Inferred Resources are considered too speculative geologically to
have economic considerations applied to them that would enable them
to be categorized as Mineral Reserves, and there is no certainty
that the results of the updated PEA will be realized. Mineral
Resources are not Mineral Reserves and do not have demonstrated
economic viability.
Projected gold production averages 281,000
ounces per year over the first five years and 273,000 ounces per
year over the first eight years. The LOM production totals 3,210
koz and averages 255,000 ounces per year. Production will come from
open pit mining in the first two years before transitioning to a
combined open pit and underground operations afterwards.
Figure 1: Annual Gold
Production
Mine Design and Production Schedule
The updated PEA considers open-pit mining from
Monique, Courvan, Pascalis gold trends. Underground mining is used
to extract material outside of the Monique, Courvan and Pascalis
open pits. Underground mining areas are accessed from surface
portals and are mined concurrently with the open pits. The
underground mining methods considered in this study are longhole
retreat for the Monique gold trend and mechanized drift and fill
for the Courvan and Pascalis gold trends.
Lerchs-Grossman (LG) pit shell optimizations are
used to define the ultimate economic pit limit for each gold trend.
Ultimate pit limits are then split into smaller, detailed mining
phases which incorporate geotechnical feedback for berm width,
bench face angles and overall angles and also include highwall
ramps which are appropriately sized for the selected mining
equipment. Haulage profiles are built for each destination from
each phase, allowing the mining schedule program to include fleet
size optimization, along with grade profile and mining rate
optimizations.
Underground mining limits consider the expected
processing and mining costs, with mining costs dependent upon the
selected mining method. These costs are applied to the block model
inside a stope optimizer program to develop mining stope areas. The
stope areas are examined and small, isolated areas that would incur
high development costs are removed. The remaining stopes are
applied with appropriate mining loss and dilution factors. Stopes
are scheduled with consideration of throughput capacities on the
access ramps, ordered sequencing of stopes, timing of underground
production relative to open pit production, and overall personnel
requirements.
The scheduled mill feed Resources by type are as
follows: 5% Measured, 72% Indicated and 23% Inferred.

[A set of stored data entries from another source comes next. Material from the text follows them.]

PR #496, opened 2021-12-02
Added some safety features from permissions.

KambizAsadzadeh:
Users can now view the permissions requests themselves.

In the Android section, it was observed that no application for a permission has been applied! The codes I sent are enough to solve this problem.

### DIFF
--- a/src/qt/android/src/org/bitcoincore/qt/BitcoinQtActivity.java
+++ b/src/qt/android/src/org/bitcoincore/qt/BitcoinQtActivity.java
@@ -10,6 +10,8 @@ import java.io.File;
 
 public class BitcoinQtActivity extends QtActivity
 {
+
+    final private int REQUEST_CODE_ASK_MULTIPLE_PERMISSIONS = 124;
     @Override
     public void onCreate(Bundle savedInstanceState)
     {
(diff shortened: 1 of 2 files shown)


src/qt/android/src/org/bitcoincore/qt/BitcoinQtActivity.java
```diff
@@ -25,5 +27,65 @@ public void onCreate(Bundle savedInstanceState)
...
+             fuckMarshMallow();
+         }
+    }
+
+@Override
+public void onRequestPermissionsResult(int requestCode, String[] permissions, int[] grantResults) {
+    switch (requestCode) {
+        case REQUEST_CODE_ASK_MULTIPLE_PERMISSIONS: {
+            Map<String, Integer> perms = new HashMap<String, Integer>();
+            perms.put(Manifest.permission.ACCESS_FINE_LOCATION, PackageManager.PERMISSION_GRANTED);
```
icota, line 42: Why do we need `ACCESS_FINE_LOCATION`?

src/qt/android/src/org/bitcoincore/qt/BitcoinQtActivity.java
```diff
@@ -25,5 +27,65 @@ public void onCreate(Bundle savedInstanceState)
...
+            }
+        }
+        break;
+        default:
+            super.onRequestPermissionsResult(requestCode, permissions, grantResults);
     }
 }
+
+@TargetApi(Build.VERSION_CODES.M)
+private void fuckMarshMallow() {
```
icota, line 61: I like swearing too but it belongs in the comments. Name the function after what it does.

src/qt/android/src/org/bitcoincore/qt/BitcoinQtActivity.java
```diff
@@ -25,5 +27,65 @@ public void onCreate(Bundle savedInstanceState)
...
+    List<String> permissionsNeeded = new ArrayList<String>();
+    final List<String> permissionsList = new ArrayList<String>();
+    if (!addPermission(permissionsList, Manifest.permission.ACCESS_FINE_LOCATION))
+        permissionsNeeded.add("Show Location");
```
icota, line 65: Again I don't understand why we need location.

src/qt/bitcoin.cpp
```diff
@@ -486,6 +486,14 @@ int GuiMain(int argc, char* argv[])
     QApplication::setAttribute(Qt::AA_DontUseNativeMenuBar);
     QApplication::setAttribute(Qt::AA_DontCreateNativeWidgetSiblings);
     QApplication::setAttribute(Qt::AA_DontUseNativeDialogs);
+
+    // Add new safety native permission dialog for R/W actions.
+    static const QString write_permission = "android.permission.WRITE_EXTERNAL_STORAGE";
+    if (QtAndroid::checkPermission(write_permission) == QtAndroid::PermissionResult::Denied)
```
icota, line 492: Is the rationale for this to be able to write to SD card?

icota (changes requested):

src/qt/android/src/org/bitcoincore/qt/BitcoinQtActivity.java
KambizAsadzadeh: Ope! This is my mistake, We don't need to this permission! I'll remove this page n the next commit.

src/qt/bitcoin.cpp
KambizAsadzadeh: Yes, we need to this for internal and removable volumes, such as an SD card, appear in the file system as part of external storage.

KambizAsadzadeh: @icota Thank you for review!
I checked the code again, there is no need for the Java method, and the last changes I made are enough on the C++ side.

src/qt/android/src/org/bitcoincore/qt/BitcoinQtActivity.java
KambizAsadzadeh: This was my mistake, I didn't pay attention to it, you are right.

icota:
Thank you for cleaning up the Java part @KambizAsadzadeh. 

Can you please fix the CI and give us a brief rationale for the PR? What are you able to do with these changes that you weren't able to do before?

KambizAsadzadeh:
> Thank you for cleaning up the Java part @KambizAsadzadeh.
You're welcome!

> Can you please fix the CI and give us a brief rationale for the PR? 
> What are you able to do with these changes that you weren't able to do before?

Check this please:
https://github.com/bitcoin-core/gui/blob/57982f419e36d0023c83af2dd0d683ca3160dc2a/src/qt/android/AndroidManifest.xml#L6

In this section there is a request for permission to write on storage right? Well, In this case a native dialog must be displayed to accept or reject this request and this is important in terms of privacy. This is not possible by default and you must do this manually. :)

We have two ways to do this, one is to use Java code or JNI inside C++ and the other is to use method checkPermission on QtAndroid class. this method checks if the permission was granted or not. This function should be called every time when the application starts for needed permissions, as the users might disable them from Android Settings.

icota:
Thank you for clarifying @KambizAsadzadeh. This is something that is needed but if we follow good practices probably doesn't belong at startup as not all users will opt to use external storage.

According to [the docs](https://developer.android.com/training/permissions/requesting#workflow_for_requesting_permissions):
> Wait for the user to invoke the task or action in your app that requires access to specific private user data. At that time, your app can request the runtime permission that's required for accessing that data.

IMO there should be a GUI prompt/explainer and only then should we trigger the OS modal to ask for these permission. Something to discuss with the design team?

KambizAsadzadeh:
> Thank you for clarifying @KambizAsadzadeh. This is something that is needed but if we follow good practices probably doesn't belong at startup as not all users will opt to use external storage.
> 
> According to [the docs](https://developer.android.com/training/permissions/requesting#workflow_for_requesting_permissions):
> 
> > Wait for the user to invoke the task or action in your app that requires access to specific private user data. At that time, your app can request the runtime permission that's required for accessing that data.
> 

You're welcome, Thank you for your good comments.
I agree with you regarding UX terms, In my opinion, it's better to call the `QtAndroid ::checkPermission` method where this permission is needed instead of startup. Can you show me the part you used for writing external storage?

**Rule 4:**
>Check whether the user has already granted the runtime permission that your app requires. If so, your app can access the private user data. If not, continue to the next step.
You must check whether you have that permission every time you perform an operation that requires that permission.

icota:
> Can you show me the part you used for writing external storage?

I never used external storage, my hardware doesn't even have such an option. 

As it stands right now we use the `.bitcoin` folder in app sandbox. I _think_ I enabled `WRITE_EXTERNAL_STORAGE` because I believed this would be granted without user intervention. In that case one could change the conf and use the SD.

I realise that external storage is a big use-case (people repurposing old phones) so moving forward I suggest we either:
- Document how to enable this manually (long press on the app icon -> go to permissions)
- Design some sort of UI around this (prompt user if wants to use external storage -> trigger permissions modal)

PR #497, opened 2021-12-03
Enable users to configure their monospace font specifically

luke-jr:
This replaces the overly-verbose radio-button font setting (which only allows embedded or autodetected from system) with a simple combobox providing both existing options as well as a custom option to allow the user to select any font of their choice/style.

### DIFF
--- a/src/qt/optionsdialog.cpp
+++ b/src/qt/optionsdialog.cpp
@@ -198,6 +198,15 @@ void OptionsDialog::setModel(OptionsModel *_model)
         setMapper();
         mapper->toFirst();
 
+        const auto& font_for_money = _model->data(_model->index(OptionsModel::FontForMoney, 0), Qt::EditRole).value<OptionsModel::FontChoice>();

The owner-operated mining fleet will utilize
conventional truck and shovel methods with 16 cubic metre loaders
and 135-tonne haul trucks on 12m benches. Non-mineralized material
will be placed as near as possible to the pit rims to reduce
haulage costs. Mineralized material will be directed to stockpiles
or to the mill. Underground material is direct fed to the mill. The
average mill feed head grade during the first five years is 1.67
g/t Au and is 1.30 g/t Au over the LOM.
The mining schedule considers one year of
pre-production, followed by approximately 12.6 years of mill feed.
The mill feed throughput is planned at 15,500 tonnes per day (tpd)
for the first 5 years and then 19,200 tpd for the following 7.6
years. The mill feed is comprised of 67.9 million tonnes of
open-pit material and 12.4 million tonnes of underground material.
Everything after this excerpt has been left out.